Print the data in full, exactly as it reads.

----

PR #6612, opened 2022-09-20
port prototype transforms kernel tests to new architecture

pmeier:
Per title. There are still some references to port, but I'll do that in a follow up PR. Currently there are also quite a few failing tests. I'll have a look if I botched the sample inputs generation or if the test actually uncovered some bugs.


pmeier:
> I'll have a look if I botched the sample inputs generation or if the test actually uncovered some bugs.

Both actually. 

1. Some kernels don't support more than one batch dimension and I messed that up when porting the `sample_inputs_fn`. Still, our kernels should support arbitrary batch shapes, so I left `# FIXME` comments. Here is an overview of those that don't

    - `perspective_{image_tensor, mask}`
    - `elastic_{image_tensor, mask}`
    - `gaussian_blur_image_tensor`
    - `equalize_image_tensor`
    - `adjust_sharpness_image_tensor`
2. Some PIL kernels don't support sequences of a single element for `fill` if the number of channels is larger. The tensor counterpart interprets this the same as if the number were passed outside a sequence. Not sure if that is a bug and thus I didn't open an issue yet. I left some `# FIXME` comments. Offenders:

    - `pad_image_pil`
    - `perspective_image_pil`
3. Behavior of PIL and tensor `F.pad` actually diverges. Since we only wrap the stable kernels here, this is not a prototype bug. See #6613.

test/prototype_transforms_kernel_infos.py
```diff
@@ -451,3 +451,778 @@ def reference_inputs_convert_color_space_image_tensor():
...
+            F.rotate_mask,
+            sample_inputs_fn=sample_inputs_rotate_mask,
+            reference_fn=reference_rotate_mask,
+            reference_inputs_fn=reference_inputs_rotate_mask,
+            closeness_kwargs=DEFAULT_IMAGE_CLOSENESS_KWARGS,
+        ),
+    ]
+)
+
+_CROP_PARAMS = combinations_grid(top=[-8, 0, 9], left=[-8, 0, 9], height=[12, 20], width=[12, 20])
```
pmeier, line 593: @vfdev-5 The issue detailed in #6613 stems from these parameters. I just ported them 1-to-1 from our previous tests:

https://github.com/pytorch/vision/blob/841b9a19a5ae6fb92b517438061b9846153cc0c6/test/test_prototype_transforms_functional.py#L128

Should we change them?

vfdev-5 (approved):
Looks good to me.
Let's enable `crop_image_tensor` and it is good to go

vfdev-5:
@pmeier can we port gaussian blur to new framework such that we may have less flaky issues with this test :)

----

■ OUTPUT FOR THIS TASK ■
PR #6612, opened 2022-09-20
port prototype transforms kernel tests to new architecture

pmeier:
Per title. There are still some references to port, but I'll do that in a follow up PR. Currently there are also quite a few failing tests. I'll have a look if I botched the sample inputs generation or if the test actually uncovered some bugs.


pmeier:
> I'll have a look if I botched the sample inputs generation or if the test actually uncovered some bugs.

Both actually. 

1. Some kernels don't support more than one batch dimension and I messed that up when porting the `sample_inputs_fn`. Still, our kernels should support arbitrary batch shapes, so I left `# FIXME` comments. Here is an overview of those that don't

    - `perspective_{image_tensor, mask}`
    - `elastic_{image_tensor, mask}`
    - `gaussian_blur_image_tensor`
    - `equalize_image_tensor`
    - `adjust_sharpness_image_tensor`
2. Some PIL kernels don't support sequences of a single element for `fill` if the number of channels is larger. The tensor counterpart interprets this the same as if the number were passed outside a sequence. Not sure if that is a bug and thus I didn't open an issue yet. I left some `# FIXME` comments. Offenders:

    - `pad_image_pil`
    - `perspective_image_pil`
3. Behavior of PIL and tensor `F.pad` actually diverges. Since we only wrap the stable kernels here, this is not a prototype bug. See #6613.

test/prototype_transforms_kernel_infos.py
```diff
@@ -451,3 +451,778 @@ def reference_inputs_convert_color_space_image_tensor():
...
+            F.rotate_mask,
+            sample_inputs_fn=sample_inputs_rotate_mask,
+            reference_fn=reference_rotate_mask,
+            reference_inputs_fn=reference_inputs_rotate_mask,
+            closeness_kwargs=DEFAULT_IMAGE_CLOSENESS_KWARGS,
+        ),
+    ]
+)
+
+_CROP_PARAMS = combinations_grid(top=[-8, 0, 9], left=[-8, 0, 9], height=[12, 20], width=[12, 20])
```
pmeier, line 593: @vfdev-5 The issue detailed in #6613 stems from these parameters. I just ported them 1-to-1 from our previous tests:

https://github.com/pytorch/vision/blob/841b9a19a5ae6fb92b517438061b9846153cc0c6/test/test_prototype_transforms_functional.py#L128

Should we change them?

vfdev-5 (approved):
Looks good to me.
Let's enable `crop_image_tensor` and it is good to go

vfdev-5:
@pmeier can we port gaussian blur to new framework such that we may have less flaky issues with this test :)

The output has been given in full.